TASK DIRECTIONS ▸ Please write out exactly the lines of the data below from the line holding "That is not" through the line holding "-14,6 +14,7 @@", and leave out the rest.

---------- DATASET EXCERPTS

PR #3399, opened 2023-11-13
Fix CI bootloader build for T2B1

mmilata:
It builds now but I'm not able to test it. I'd be very grateful if somebody with a devkit can confirm that it always waits for firmware update after reboot and installs it without any user interaction.


TychoVrahe (approved):
added a commit fixing an old bug causing failures while uploading fw, otherwise it works as described. No GUI is shown, i assume its ok.

PR #3407, opened 2023-11-17
improve T2B1 homescreen checks

### LINKED ISSUE #3263: T2B1 homescreen checks
The T2B1 homescreen code does not seem to check the format correctly, it just checks that the image is grayscale but does not care about the TOIg/TOIG difference - we should only accept TOIG as only that we render correctly. 

Also there is unwrap [here](https://github.com/trezor/trezor-firmware/blob/a30c59ccde4759b45bc9d2776e61fadba7b21587/core/embed/rust/src/ui/model_tr/component/homescreen.rs#L58) that will crash the FW if toif cannot be constructed from the stored data, which is probably undesirable - we should just show the default image.

TychoVrahe:
closes #3263 

- Only TOIG is accepted as homescreen format.
- Default image is painted if something else is stored in storage.

### DIFF
--- a/core/embed/rust/Cargo.lock
+++ b/core/embed/rust/Cargo.lock
@@ -73,9 +73,9 @@ dependencies = [
 
 [[package]]
 name = "cstr_core"
-version = "0.2.4"
+version = "0.2.6"
 source = "registry+https://github.com/rust-lang/crates.io-index"
-checksum = "917ba9efe9e1e736671d5a03f006afc4e7e3f32503e2077e0bcaf519c0c8c1d3"
+checksum = "dd98742e4fdca832d40cab219dc2e3048de17d873248f83f17df47c1bea70956"
 dependencies = [
  "cty",
  "memchr",
--- a/core/embed/rust/Cargo.toml
+++ b/core/embed/rust/Cargo.toml
@@ -90,8 +90,9 @@ default_features = false
 version = "0.3.3"
 
 [dependencies.cstr_core]
-version = "0.2.4"
-default_features = false
+version = "0.2.6"
+default-features = false
+features = ["nightly"]
 
 # Build dependencies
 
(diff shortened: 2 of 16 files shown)


TychoVrahe:
On second thought, i decided to move the homescreen format check to the homescreen module in rust. The format is dependent on the homescreen implementation, the check code is reused there and it eliminates the need for model-specific code in python. I didn't want to reimplement detailed error messages (format check failing due to dimensions, not being grayscale etc), i don't think its needed as it is also checked in CLI or suite, so unified message should be enough.

matejcik:
I wanted to suggest a refactor of the TR version of homescreen check, but it involved changes that are somewhat more spread out. Please check my commits.

TychoVrahe:
ACK for the TR refactor and related changes.

matejcik (approved):

matejcik:
@TychoVrahe can you provide a `TOIg` homescreen image for QA to test with?

TychoVrahe:
[homescreen_legacy.zip](https://github.com/trezor/trezor-firmware/files/13685062/homescreen_legacy.zip)

sorry for the delay.

bosomt:
```
trezorctl set homescreen homescreen_legacy.toif
Error: TOIF file is corrupted
```

**Info:**
 - Suite version: desktop 23.12.3 (8fd6a446f2f03d4c8407e1f5f97a804f315a0253)
 - Browser: Mozilla/5.0 (Macintosh; Intel Mac OS X 10_15_7) AppleWebKit/537.36 (KHTML, like Gecko) TrezorSuite/23.12.3 Chrome/118.0.5993.129 Electron/27.0.4 Safari/537.36
 - OS: MacIntel
 - Screen: 1512x982
 - Device: Trezor T2B1 2.6.5 regular (revision f4d3a7456afaa850f9651d31ddc9d7e4b68ab7b8)

bosomt:
can i approve this ?
T2B1 FW works with Suite homescreens as expected

matejcik:
:yes:

Issue #3403, opened 2023-11-16
Fix chunkifying issue in cardano send flow


Hannsek:
Chunks in receive flow display 4 4 4 4 symbols.

In send flows it however displays 4 4 4 3 symbols.
This should be fixed.

Receive flow:
![image](https://github.com/trezor/trezor-firmware/assets/57008159/4b57a82d-aa7b-4168-95fd-67c35ba36cf3)
Send flow:
![image](https://github.com/trezor/trezor-firmware/assets/57008159/e409b961-5945-4c97-a54b-7b5772ba2eba)

PR #3409, opened 2023-11-21
fix(core): fix the chunkification of longer Cardano addresses in send flow

grdddj:
Fixes https://github.com/trezor/trezor-firmware/issues/3403:
- decrease the horizontal space in chunkified view when there is a scrollbar on the right

image

Diff: https://satoshilabs.gitlab.io/-/trezor/trezor-firmware/-/jobs/5576547749/artifacts/test_ui_report/differing_screens.html


Hannsek:
So the horizontal space is the same as in receive flow now?

grdddj:
> So the horizontal space is the same as in receive flow now?

Yes, they share the same chunkified properties

mmilata (approved):
LGTM

Hannsek:
@grdddj I oversaw one mistake. In cardano send flow we currently display 5 rows instead od 4 as with any other coins. Suite team is not happy because of that. Can we please fix it? 🙏🏻

grdddj:
> @grdddj I oversaw one mistake. In cardano send flow we currently display 5 rows instead od 4 as with any other coins. Suite team is not happy because of that. Can we please fix it? 🙏🏻

Right, done in https://github.com/trezor/trezor-firmware/pull/3413

bosomt:
**QA OK**

checked via
https://connect.trezor.io/9/#/method/cardanoGetAddress

PR #3412, opened 2023-11-22
Update to latest nixpkgs-unstable, rustc

### LINKED ISSUE #3337: Update nixpkgs
- [ ] see if python tests pass with 3.12 #3336

mmilata:
Fixes #3337.


ci/shell.nix
```diff
@@ -75,22 +75,23 @@ let
   }));
   llvmPackages = nixpkgs.llvmPackages_14;
   # see pyright/README.md for update procedure
-  pyright = nixpkgs.callPackage ./pyright {};
+  # XXX why are we even building it from source? # pyright = nixpkgs.callPackage ./pyright {};
```
prusnak, line 78: I think that it was not packaged in nixpkgs before?

mmilata: i vaguely recall that we needed one particular version but looks like there's no reason anymore (re #3767)?

matejcik: i'm afraid we'll need to keep the current system, pyright is still very much in flux and new breaking changes appear in every release. i had to wait for two bugs to get fixed in 1.1.360 before being able to do #3767 
we can revisit this in a year again, see if things have calmed down

PR #3413, opened 2023-11-22
feat(core): set maximum number of chunkified lines to 4

grdddj:
Extends https://github.com/trezor/trezor-firmware/pull/3409:
- make sure the chunkified address does not exceed 4 rows per page

image


Hannsek:
Looks good.

One more thing, I noticed there is different header then expected. The whole flow should be aligned with btc send flow. So it should display "RECIPIENT". But we'll cover that in different issue where I want to edit the whole Cardano send/receive flow.

matejcik (approved):

Issue #3246, opened 2023-09-04
ETH fees units


Hannsek:
Please change ETH fees units in ETH send flow as follows:
![image](https://github.com/trezor/trezor-firmware/assets/57008159/ab25827b-8c64-40dd-be45-18d9abe7b51a)
![image](https://github.com/trezor/trezor-firmware/assets/57008159/de0fc492-6c07-49a1-a586-08bd3f0c4284)

Maximum fee: wei ETH -> ETH
Gas price: ETH -> Gwei

Add (if not already satisfied) priority fee key.

Hannsek:
@grdddj please take a look, it should be low hanging.

grdddj:
> @grdddj please take a look, it should be low hanging.

Right, PR done - https://github.com/trezor/trezor-firmware/pull/3414

It was quite easy to change, but I am not sure we want it like this --- please check the results/diffs

PR #3414, opened 2023-11-22
chore(core): hardcode ETH and Gwei units in ETH send summary

grdddj:
Fixes https://github.com/trezor/trezor-firmware/issues/3246:
- enforces usage of certain units in ETH summary - `ETH` for amount and total fee, `Gwei ETH` for the rest.

Not sure, however, that we want to force it, as there are these cases where a very small value gets displayed in a very big unit. Previously, the code was checking this --- either showing `ETH` if the value was bigger than `10 ^ 9` and `wei ETH` otherwise.

image


Hannsek:
Ahhh, ok, it cannot be like that :(
For _Maximum fee_ and _Amount_ please revert the changes.

> Gwei ETH for the rest.

We should use only Gwei/Wei (without ETH) for gas limit a and priority fee.

matejcik:
i think we just need to touch the "10^9" number -- so that we get at most, say, 10 decimals?

grdddj:
> Ahhh, ok, it cannot be like that :( For _Maximum fee_ and _Amount_ please revert the changes.
> 
> > Gwei ETH for the rest.
> 
> We should use only Gwei/Wei (without ETH) for gas limit a and priority fee.

Reverted and changed in [b428d53](https://github.com/trezor/trezor-firmware/pull/3414/commits/b428d533c735c9b8d43161198e4b01f2943e75fa)

grdddj:
> i think we just need to touch the "10^9" number -- so that we get at most, say, 10 decimals?

Not sure what are the requirements ... but we have good unittests for this function, feel free to suggest some new behavior

https://github.com/trezor/trezor-firmware/blob/main/core/tests/test_apps.ethereum.layout.py

There are some edge-cases like this, where there will be much more than 10 valid digits:
```python
text = format_ethereum_amount(1000000000000000001, None, ETH)
self.assertEqual(text, "1.000000000000000001 ETH")
```

@Hannsek  - a general question, who is wanting these changes?

Hannsek:
It's me. Our fee units are not standard.

It should look like this: 
image

grdddj:
> It's me. Our fee units are not standard.
> 
> It should look like this: image

Should be the case now. Priority fee is only shown in `eip1559`, which looks like we have test-screens only for `TR`

image

image

Hannsek:
Why do we have `max gas price` on T2B1 and `gas price` on TT. We should have it the same on both devices. Please use only `gas price`.

grdddj:
> Why do we have `max gas price` on T2B1 and `gas price` on TT? We should have it the same on both devices. Please use only `gas price`.

That is not the difference between models, but between `1559` and `normal` signing. All these texts are the same for both devices

mmilata (approved):

PR #4687, opened 2025-02-26
fix(tests): don't leave emulator process running

mmilata:
When an exception is raised in the wrong place, pytest exits but leaves emulator process running in the background. This can result in confusing behavior of further pytest invocations which will connect to this old emulator. The fix attempts to keep track of running emulators in a global variable and then kill them in `atexit()` hook.

Included are two more quality of life improvements.

### DIFF
--- a/python/src/trezorlib/_internal/emulator.py
+++ b/python/src/trezorlib/_internal/emulator.py
@@ -14,6 +14,7 @@
 # You should have received a copy of the License along with this library.
 # If not, see <https://www.gnu.org/licenses/lgpl-3.0.html>.
 
+import atexit
 import logging
 import os
 import subprocess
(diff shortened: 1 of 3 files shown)


romanz (approved):
LGTM, thanks!

python/src/trezorlib/_internal/emulator.py
```diff
@@ -154,6 +167,8 @@ def launch_process(self) -> subprocess.Popen:
         )
 
     def start(self) -> None:
+        global _RUNNING_PIDS
```
matejcik, line 170: in none of these places `_RUNNING_PIDS` needs to be global

mmilata: 57ae7199f1

matejcik (approved):

PR #4700, opened 2025-02-28
fix jump to old bootloader

TychoVrahe:
Initialize systick before jump, as the old bootloaders may not initialize systick on start and rely on systick running from boardloader or firmware. Only relevant for F4, otherwise we are jumping through reset.

### DIFF
--- a/core/embed/sys/startup/stm32/bootutils.c
+++ b/core/embed/sys/startup/stm32/bootutils.c
@@ -168,6 +168,10 @@ static void reboot_with_args_phase_2(uint32_t arg1, uint32_t arg2) {
   if (command == BOOT_COMMAND_NONE) {
     NVIC_SystemReset();
   } else {
+#ifndef FIXED_HW_DEINIT
+    SysTick_Config(HAL_RCC_GetSysClockFreq() / 1000U);
+    NVIC_SetPriority(SysTick_IRQn, 0);
+#endif
     jump_to_vectbl(BOOTLOADER_START + IMAGE_HEADER_SIZE, command);
   }
 #else


core/embed/sys/startup/stm32/bootutils.c
```diff
@@ -168,6 +168,9 @@ static void reboot_with_args_phase_2(uint32_t arg1, uint32_t arg2) {
   if (command == BOOT_COMMAND_NONE) {
     NVIC_SystemReset();
   } else {
+#ifndef FIXED_HW_DEINIT
+    systick_init();
+#endif
```
cepetr, line 173: Not completely sure about this, but it looks like the old version used this sequence to initialize SysTick:

`main() -> periph_init() -> HAL_Init() -> HAL_InitTick(**TICK_INT_PRIORITY**)` and `TICK_INT_PRIORITY` used to be set to 0.

However, `systick_init()` sets the priority to 8 (IRQ_PRI_NORMAL).  

I don’t know if this difference could affect the old bootloader’s behavior, but I would rather fix it. Maybe instead of calling  Maybe instead of calling `systick_init()`, we could just call `SysTickConfig()` and `NVIC_SetPriority()`..

TychoVrahe: changed: https://github.com/trezor/trezor-firmware/commit/f106b8dd53ff6aefb3433d66eb7521aa7c6eda83

cepetr (approved):

bosomt:
**QA OK**

**Info:**
 - Suite version: desktop 25.3.0 (21292fda4b99364182a872b4eefbc9986a6da622)
 - Browser: Mozilla/5.0 (Macintosh; Intel Mac OS X 10_15_7) AppleWebKit/537.36 (KHTML, like Gecko) TrezorSuiteDev/25.3.0 Chrome/132.0.6834.194 Electron/34.1.0 Safari/537.36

--------------------

OUTPUT ▸
That is not the difference between models, but between `1559` and `normal` signing. All these texts are the same for both devices

mmilata (approved):

PR #4687, opened 2025-02-26
fix(tests): don't leave emulator process running

mmilata:
When an exception is raised in the wrong place, pytest exits but leaves emulator process running in the background. This can result in confusing behavior of further pytest invocations which will connect to this old emulator. The fix attempts to keep track of running emulators in a global variable and then kill them in `atexit()` hook.

Included are two more quality of life improvements.

### DIFF
--- a/python/src/trezorlib/_internal/emulator.py
+++ b/python/src/trezorlib/_internal/emulator.py
@@ -14,6 +14,7 @@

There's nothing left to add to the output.